La metáfora de “Los siete sellos” se materializó en el potrero de “Las Siete Canchitas” de Fiorito, inhóspito incubadero de un artista y mariscal de guerra único en su clase. La pasión del Diego comenzaba a curtirse en cada juego con el balón, el que se mantenía botando en su pie como si de eso dependiera la salvación de la especie. Su devoción tipo Edipo a su madre lo forjó como un Pater Protectum, un vaticinio de aquel justiciero que estaba predestinado a vengar a los mártires de las Malvinas, y erigirse como una deidad viva para sus compatriotas. Maradona parecía como salido de un cuento no escrito, un héroe inimaginado que sintetizaba el caos creativo de los fractales en una realidad futbolística irrepetible y eterna.

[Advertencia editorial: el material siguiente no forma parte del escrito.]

PR #3626, opened 2025-12-15
Shopify: Support Multiple Stores

JustinASmith:
**Description:**

#3508 

**Workflow steps:**

(How does one use this feature, and how has it changed)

Sin embargo, una dimensión paralela de la existencia destruía las conexiones cristianas de Maradona y lo transportaban a otra realidad mística. Sus gestas sobre un campo desafiaron todo intento racional de atrapar la realidad, necesitaron de nuevas palabras para decirse porque provinieron de esa locura que amenaza los límites de lo que se cree seguro. El genio del Diego solo es entendible si lo asociamos a la “libertad del creador”, que se origina a partir de un ser que pone en riesgo lo conocido para inventar nuevos mundos. Con su estilo, Maradona reinventó el lenguaje futbolístico y lo llevó hacia la expresión más hermosa que ha alcanzado este deporte. Lejos de la idea platónica y su identificación con lo bello, el Diego está en el terreno de lo sensible: es un Dios que crea y destruye, amoral, una divinidad dionisíaca que afirma el devenir incluso en su aspecto más terrible. El desenfreno maradoniano, el frenesí de su juego, la divinidad de esa zurda, la contextura de sus piernas, inevitablemente nos llevan a pensar en el origen de Dionisio, cuyo embrión fue incubado en el muslo de Zeus luego de que este hubo carbonizado a su Madre, la mortal Hera. Poseído por sus raíces divinas, que brotaron de los inexplicables orígenes de su genio, los dioses paganos que inspiraron los cultos de todos los rincones del planeta, observaron sonrientes el frenesí de su futurista reflejo y, entre ellos, Apolo y Dionisio, proclaman eternamente su ascendencia en el 10, esperando el momento en que su recuerdo deje el mundo terrenal y se encuentre con su simbólica inmortalidad.